## TASK INSTRUCTIONS
Give back all of the data exactly. Leave nothing out.

## DATA UNDER STUDY

PR #7135, opened 2019-12-25
WIP: PPU: Match PS3 for frsqrte and hopefully FMA instructions

doesthisusername:
This PR reimplements `frsqrte` in PPU LLVM to match results obtained from my PS3 for positive non-special (0, NaN, Inf, etc.) numbers. The steps for arriving at the results are my own that I came up with after staring at results for too long; there could be room for optimization.

Furthermore, FMA instructions have been made to use `llvm::Intrinsic::fma`, if present (using the same test as the recent SPU FMA commit). This fixes off-by-one-bit computational inaccuracies in their current implementation, as far as I can tell (not tested as thoroughly as `frsqrte`).
The instructions affected are `fmadd`, `fmadds`, `fnmadd`, `fnmadds`, `fmsub`, `fmsubs`, `fnmsub`, `fnmsubs`.

`frsqrte` and the FMA instructions now match PS3 on [this test](https://github.com/RPCS3/ps3autotests/tree/master/tests/cpu/ppu_fpu). Additionally, a TAS that previously deterministically desynced now syncs again.

Stuff that is still TODO:
- Fixing negative and special value inputs in `frsqrte`.
- Implementing the new `frsqrte` and the FMA intrinsics in interpreter(s).
- Ensuring no accuracy regressions outside negative and special input (while they're WIP).
- Assessing possible performance degradation (though there shouldn't be much of a difference - the instructions aren't that common, as far as I'm aware).
- Optimizing/enhancing readability of the new `frsqrte` implementation, it's a bit of mess.

Hope this helps, this is like my second PR for anything ever, and my C++ isn't the best (also some code formatting might be off).

### DIFF
--- a/rpcs3/Emu/Cell/PPUTranslator.cpp
+++ b/rpcs3/Emu/Cell/PPUTranslator.cpp
@@ -3835,7 +3835,7 @@ void PPUTranslator::FMADDS(ppu_opcode_t op)
 	const auto c = GetFpr(op.frc);
 
 	llvm::Value* result;
-	if(m_use_fma)
+	if (m_use_fma)
 	{
 		result = m_ir->CreateCall(get_intrinsic<f32>(llvm::Intrinsic::fma), {
 			m_ir->CreateFPTrunc(a, GetType<f32>()),
@@ -3867,7 +3867,7 @@ void PPUTranslator::FMSUBS(ppu_opcode_t op)
 	const auto c = GetFpr(op.frc);
 
 	llvm::Value* result;
-	if(m_use_fma)
+	if (m_use_fma)
 	{
 		result = m_ir->CreateCall(get_intrinsic<f32>(llvm::Intrinsic::fma), {
 			m_ir->CreateFPTrunc(a, GetType<f32>()),
@@ -3899,7 +3899,7 @@ void PPUTranslator::FNMSUBS(ppu_opcode_t op)
 	const auto c = GetFpr(op.frc);
 
 	llvm::Value* result;
-	if(m_use_fma)
+	if (m_use_fma)
 	{
 		result = m_ir->CreateFNeg(m_ir->CreateCall(get_intrinsic<f32>(llvm::Intrinsic::fma), {
 			m_ir->CreateFPTrunc(a, GetType<f32>()),
@@ -3931,7 +3931,7 @@ void PPUTranslator::FNMADDS(ppu_opcode_t op)
 	const auto c = GetFpr(op.frc);
 
 	llvm::Value* result;
-	if(m_use_fma)
+	if (m_use_fma)
 	{
 		result = m_ir->CreateFNeg(m_ir->CreateCall(get_intrinsic<f32>(llvm::Intrinsic::fma), {
 			m_ir->CreateFPTrunc(a, GetType<f32>()),
@@ -4180,7 +4180,7 @@ void PPUTranslator::FRSQRTE(ppu_opcode_t op)
 		0x0002000000000000ull, 0x0001800000000000ull, 0x0001000000000000ull, 0x0000800000000000ull
 	};
 
-	if(!m_frsqrte_table)
+	if (!m_frsqrte_table)
 	{
 		m_frsqrte_table = new GlobalVariable(*m_module, ArrayType::get(GetType<u64>(), 16), true, GlobalValue::PrivateLinkage, ConstantDataArray::get(m_context, s_mantissas));
 	}
@@ -4222,7 +4222,7 @@ void PPUTranslator::FMSUB(ppu_opcode_t op)
 	const auto c = GetFpr(op.frc);
 
 	llvm::Value* result;
-	if(m_use_fma)
+	if (m_use_fma)
 	{
 		result = m_ir->CreateCall(get_intrinsic<f64>(llvm::Intrinsic::fma), { a, c, m_ir->CreateFNeg(b) });
 	}
@@ -4250,7 +4250,7 @@ void PPUTranslator::FMADD(ppu_opcode_t op)
 	const auto c = GetFpr(op.frc);
 
 	llvm::Value* result;
-	if(m_use_fma)
+	if (m_use_fma)
 	{
 		result = m_ir->CreateCall(get_intrinsic<f64>(llvm::Intrinsic::fma), { a, c, b });
 	}
@@ -4278,7 +4278,7 @@ void PPUTranslator::FNMSUB(ppu_opcode_t op)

## RESPONSE
PR #7135, opened 2019-12-25
WIP: PPU: Match PS3 for frsqrte and hopefully FMA instructions

doesthisusername:
This PR reimplements `frsqrte` in PPU LLVM to match results obtained from my PS3 for positive non-special (0, NaN, Inf, etc.) numbers. The steps for arriving at the results are my own that I came up with after staring at results for too long; there could be room for optimization.

Furthermore, FMA instructions have been made to use `llvm::Intrinsic::fma`, if present (using the same test as the recent SPU FMA commit). This fixes off-by-one-bit computational inaccuracies in their current implementation, as far as I can tell (not tested as thoroughly as `frsqrte`).
The instructions affected are `fmadd`, `fmadds`, `fnmadd`, `fnmadds`, `fmsub`, `fmsubs`, `fnmsub`, `fnmsubs`.

`frsqrte` and the FMA instructions now match PS3 on [this test](https://github.com/RPCS3/ps3autotests/tree/master/tests/cpu/ppu_fpu). Additionally, a TAS that previously deterministically desynced now syncs again.

Stuff that is still TODO:
- Fixing negative and special value inputs in `frsqrte`.
- Implementing the new `frsqrte` and the FMA intrinsics in interpreter(s).
- Ensuring no accuracy regressions outside negative and special input (while they're WIP).
- Assessing possible performance degradation (though there shouldn't be much of a difference - the instructions aren't that common, as far as I'm aware).
- Optimizing/enhancing readability of the new `frsqrte` implementation, it's a bit of mess.

Hope this helps, this is like my second PR for anything ever, and my C++ isn't the best (also some code formatting might be off).

### DIFF
--- a/rpcs3/Emu/Cell/PPUTranslator.cpp
+++ b/rpcs3/Emu/Cell/PPUTranslator.cpp
@@ -3835,7 +3835,7 @@ void PPUTranslator::FMADDS(ppu_opcode_t op)
 	const auto c = GetFpr(op.frc);
 
 	llvm::Value* result;
-	if(m_use_fma)
+	if (m_use_fma)
 	{
 		result = m_ir->CreateCall(get_intrinsic<f32>(llvm::Intrinsic::fma), {
 			m_ir->CreateFPTrunc(a, GetType<f32>()),
@@ -3867,7 +3867,7 @@ void PPUTranslator::FMSUBS(ppu_opcode_t op)
 	const auto c = GetFpr(op.frc);
 
 	llvm::Value* result;
-	if(m_use_fma)
+	if (m_use_fma)
 	{
 		result = m_ir->CreateCall(get_intrinsic<f32>(llvm::Intrinsic::fma), {
 			m_ir->CreateFPTrunc(a, GetType<f32>()),
@@ -3899,7 +3899,7 @@ void PPUTranslator::FNMSUBS(ppu_opcode_t op)
 	const auto c = GetFpr(op.frc);
 
 	llvm::Value* result;
-	if(m_use_fma)
+	if (m_use_fma)
 	{
 		result = m_ir->CreateFNeg(m_ir->CreateCall(get_intrinsic<f32>(llvm::Intrinsic::fma), {
 			m_ir->CreateFPTrunc(a, GetType<f32>()),
@@ -3931,7 +3931,7 @@ void PPUTranslator::FNMADDS(ppu_opcode_t op)
 	const auto c = GetFpr(op.frc);
 
 	llvm::Value* result;
-	if(m_use_fma)
+	if (m_use_fma)
 	{
 		result = m_ir->CreateFNeg(m_ir->CreateCall(get_intrinsic<f32>(llvm::Intrinsic::fma), {
 			m_ir->CreateFPTrunc(a, GetType<f32>()),
@@ -4180,7 +4180,7 @@ void PPUTranslator::FRSQRTE(ppu_opcode_t op)
 		0x0002000000000000ull, 0x0001800000000000ull, 0x0001000000000000ull, 0x0000800000000000ull
 	};
 
-	if(!m_frsqrte_table)
+	if (!m_frsqrte_table)
 	{
 		m_frsqrte_table = new GlobalVariable(*m_module, ArrayType::get(GetType<u64>(), 16), true, GlobalValue::PrivateLinkage, ConstantDataArray::get(m_context, s_mantissas));
 	}
@@ -4222,7 +4222,7 @@ void PPUTranslator::FMSUB(ppu_opcode_t op)
 	const auto c = GetFpr(op.frc);
 
 	llvm::Value* result;
-	if(m_use_fma)
+	if (m_use_fma)
 	{
 		result = m_ir->CreateCall(get_intrinsic<f64>(llvm::Intrinsic::fma), { a, c, m_ir->CreateFNeg(b) });
 	}
@@ -4250,7 +4250,7 @@ void PPUTranslator::FMADD(ppu_opcode_t op)
 	const auto c = GetFpr(op.frc);
 
 	llvm::Value* result;
-	if(m_use_fma)
+	if (m_use_fma)
 	{
 		result = m_ir->CreateCall(get_intrinsic<f64>(llvm::Intrinsic::fma), { a, c, b });
 	}
@@ -4278,7 +4278,7 @@ void PPUTranslator::FNMSUB(ppu_opcode_t op)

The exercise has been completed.